PR #1296, opened 2024-11-18
Use supported_features=['debugger'] in kernel info reply

ianthomas23:
[JEP92](https://github.com/jupyter/enhancement-proposals/pull/92/files) added support for optional features to be included in kernel info reply messages via the `supported_features` attribute, with subshells and debugger being examples. We are already using it for subshells, this PR also adds `debugger` to the list of `supported_features` if `debugpy` is importable.

Corresponding documentation PR in `jupyter_client` for messaging protocol is jupyter/jupyter_client#1045.

This replaces the use of `kernel_info_reply['debugger']` which should be considered deprecated but cannot be removed until downstream libraries adopt reading the `supported_features` rather than `debugger` attribute directly.

### DIFF
--- a/ipykernel/kernelbase.py
+++ b/ipykernel/kernelbase.py
@@ -895,7 +895,7 @@ class Kernel(SingletonConfigurable):
             "language_info": self.language_info,
             "banner": self.banner,
             "help_links": self.help_links,
-            "supported_features": supported_features
+            "supported_features": supported_features,
         }
 
     async def kernel_info_request(self, socket, ident, parent):
--- a/ipykernel/kernelbase.py
+++ b/ipykernel/kernelbase.py
@@ -891,6 +891,12 @@ class Kernel(SingletonConfigurable):
         }
         if self._supports_kernel_subshells:
             info["supported_features"] = ["kernel subshells"]
+
+        from .debugger import _is_debugpy_available
+
+        if _is_debugpy_available:
+            info["supported_features"].append("debugger")
+
         return info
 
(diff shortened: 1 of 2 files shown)


ipykernel/kernelbase.py
```diff
@@ -880,18 +880,23 @@ async def connect_request(self, socket, ident, parent):
 
     @property
     def kernel_info(self):
-        info = {
+        from .debugger import _is_debugpy_available
+
+        supported_features: list[str] = []
+        if self._supports_kernel_subshells:
+            supported_features.append("kernel subshells")
```
davidbrochart, line 887: Is it necessary to have "kernel", or could we just put "subshells"?

davidbrochart:
> We are already using it for subshells, this PR also adds `debugger` to the list of `supported_features` if `debugpy` is importable.

I don't understand, it seems that this PR does both add `"debugger"` and `"kernel subshells"` to the list of `supported_features`, right?

ipykernel/kernelbase.py
ianthomas23: "kernel subshells" is what is says in the JEP (https://github.com/jupyter/enhancement-proposals/blob/master/kernel-subshells/kernel-subshells.md#identify-optional-feature) so that is what it must be.

ianthomas23:
> I don't understand, it seems that this PR does both add `"debugger"` and `"kernel subshells"` to the list of `supported_features`, right?

No, "kernel subshells" was already there but I've rearranged the code a little.

davidbrochart:
Ah yes I see.

PR #1297, opened 2024-11-20
Show Python version in CI

davidbrochart:


davidbrochart:
It looks like Pyhton 3.9.13 is installed in `build (windows-latest, 3.13)` (see [here](https://github.com/ipython/ipykernel/actions/runs/11932248022/job/33256829004?pr=1297)).

PR #1300, opened 2024-11-21
Replace BaseThread's add_task with start_soon

davidbrochart:
This PR replaces a `BaseThread`'s `add_task()` method with `start_soon()`. The new name is less confusing as it's the same as in AnyIO, and it allows to start a task in the thread even after the thread has been started.
We also get rid of `_IOPubThread`, which has no reason to be different than a `BaseThread`.

(from #1291)


davidbrochart:
I updated the PR with my latest changes in #1291.

ipykernel/thread.py
```diff
@@ -14,29 +19,59 @@ class BaseThread(Thread):
...
+        self._tasks.put(("run_sync", func))
+        return self._result.get()
+
+    def run(self) -> None:
         """Run the thread."""
-        return run(self._main)
+        try:
+            run(self._main)
+        except Exception:
+            pass
```
Carreau, line 49: Do you want to at least log something if there is an exception ? It seems weird to me to swallow exception, but I'll trust you there.

davidbrochart: True, but I'm not sure if this would play well with threads like iostream, which does something with writing to `stdout`/`stderr`?
Maybe the exception could be made available through a method instead?

PR #1305, opened 2024-12-12
properly close OutStream and various fixes

### LINKED ISSUE #1283: Cleanup file descriptors watcher thread
It seems that IOStreams are not correcly calling their `close` method as in:

https://github.com/ipython/ipykernel/blob/2ca799276f4458d50085bb1ef8e2ddeb08a283a6/ipykernel/iostream.py#L579-L596

Thus, even though `reset_io` is called when closing the IPKernelApp:

https://github.com/ipython/ipykernel/blob/2ca799276f4458d50085bb1ef8e2ddeb08a283a6/ipykernel/kernelapp.py#L512-L519

`sys.stdout` is still not functioning as expected after IPyKernelApp closes, because the writes are being redirected.

limwz01:
In order to support proper execution after resuming from an embedded kernel, we have to make sure that we can revert the IO alterations by the kernelapp using the `close()` method. The following fixes were made:
* Call `close` before `embed` returns
* Don't write the extra character on `OutStream` `close()` to pipe for watching thread if it's already dead or missing
* Add new variable `closed` so that "close" can be called multiple times without any error
* Don't use `__stdout__` and `__stderr__` at all
* Keep `blackhole` reference around so that the watching thread's pipe file descriptors do not get accidentally closed when the object is garbage collected (it happens now because it is not stored in `__stdout__`)
* Keep old IO variables and restore them when exiting
* More robust StreamHandler fixup and restore (but I think these should actually be completely removed)

Fixes #1283

### DIFF
--- a/ipykernel/_version.py
+++ b/ipykernel/_version.py
@@ -1,6 +1,8 @@
 """
 store the current version info of the server.
 """
+from __future__ import annotations
+
 import re
 
 # Version string must appear intact for hatch versioning
--- a/ipykernel/embed.py
+++ b/ipykernel/embed.py
@@ -55,3 +55,4 @@ def embed_kernel(module=None, local_ns=None, **kwargs):
     app.kernel.user_ns = local_ns
     app.shell.set_completer_frame()  # type:ignore[union-attr]
     app.start()
+    app.close()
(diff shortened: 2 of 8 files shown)


limwz01:
Fixes https://github.com/ipython/ipykernel/issues/1283

limwz01:
I have no idea why the tests are failing and I currently do not have the appropriate python version to run the tests. But I'll work on it.

limwz01:
ok it's all fixed

minrk:
Thank you!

- _Your assignment_: Extract every line above that contains the word "list".

- _Problem solution_:
[JEP92](https://github.com/jupyter/enhancement-proposals/pull/92/files) added support for optional features to be included in kernel info reply messages via the `supported_features` attribute, with subshells and debugger being examples. We are already using it for subshells, this PR also adds `debugger` to the list of `supported_features` if `debugpy` is importable.
+        supported_features: list[str] = []
> We are already using it for subshells, this PR also adds `debugger` to the list of `supported_features` if `debugpy` is importable.
I don't understand, it seems that this PR does both add `"debugger"` and `"kernel subshells"` to the list of `supported_features`, right?
> I don't understand, it seems that this PR does both add `"debugger"` and `"kernel subshells"` to the list of `supported_features`, right?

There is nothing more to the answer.